Scientific classification
- Kingdom: Animalia
- Phylum: Chordata
- Class: Aves
- Order: Columbiformes
- Family: Columbidae
- Genus: Columba
- Species: C. guinea
- Binomial name: Columba guinea Linnaeus, 1758

= Speckled pigeon =

- Genus: Columba
- Species: guinea
- Authority: Linnaeus, 1758
- Conservation status: LC

Species of bird

The speckled pigeon (Columba guinea), also known as the African rock pigeon or Guinea pigeon, is a pigeon that is a resident breeding bird in much of Africa south of the Sahara. It is a common and widespread species in open habitats over much of its range, although there are sizable gaps in its distribution.

==Taxonomy==
In 1747 the English naturalist George Edwards included a description and an illustration of the speckled pigeon in the second volume of his A Natural History of Uncommon Birds. His hand-coloured etching was made from two live birds at the home of the Duke of Richmond in London. Edwards was told that the pigeons had been brought from the inland region of Guinea in West Africa. When in 1758 the Swedish naturalist Carl Linnaeus updated his Systema Naturae for the tenth edition, he placed the speckled pigeon with all the other pigeons in the genus Columba. Linnaeus included a brief description, coined the binomial name Columba guinea and cited Edwards' work.

Despite the marked differences in plumage from the rock dove C. livia, speckled pigeon is closely related to it, and in captivity will hybridise with it; the hybrid males (but not the first-generation hybrid females) are fertile. Some speckled pigeon ancestry is present in many breeds of domesticated pigeon, showing it has been used in pigeon breeding over a long period. However speckled pigeon genes are absent in natural wild rock dove populations.

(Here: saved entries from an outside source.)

PR #1489, opened 2017-10-06
*: split backup into BackupController and BackupManager.

fanminshi:
Previously, controlling logic and snapshot retrieving/storing logic are coupled together into a struct called backup.

This pr separates controlling logic and snapshot retrieving/storing logic out of backup into BackupController and BackupManager:

BackupController is responsible for controlling when to perform backup.
BackupManager is responsible for retrieving/storing backup.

There are two recognised subspecies:
- C. g. guinea Linnaeus, 1758 – Mauritania to Ethiopia south to the Democratic Republic of the Congo and northern Malawi
- C. g. phaeonota Gray, G.R., 1856 – southwestern Angola to Zimbabwe and South Africa

==Description==
It is a medium-sized pigeon, at 32–35 cm in length similar in size to rock dove and stock dove. Its back and wings are rufous, the latter heavily speckled with white spots. The rest of the upperparts and underparts are blue-grey, and the head is grey with red patches of bare skin around the eye. The neck is brownish, streaked with white, and the legs are red. The sexes are similar, but immatures are browner than adults and lack the red eye patches. The call is a loud doo-doo-doo.

==Behaviour and ecology==
The speckled pigeon is frequently seen around human habitation and cultivation. Most of its food is vegetable, and it gathers in large numbers where grain or groundnuts are available. This species builds a large stick nest on protected rocky outcrops and in urban areas often atop covered pergola pillars and on flat roofs under deep eaves and lays two white eggs. Its flight is quick, with regular beats and an occasional sharp flick of the wings that are characteristic of pigeons in general.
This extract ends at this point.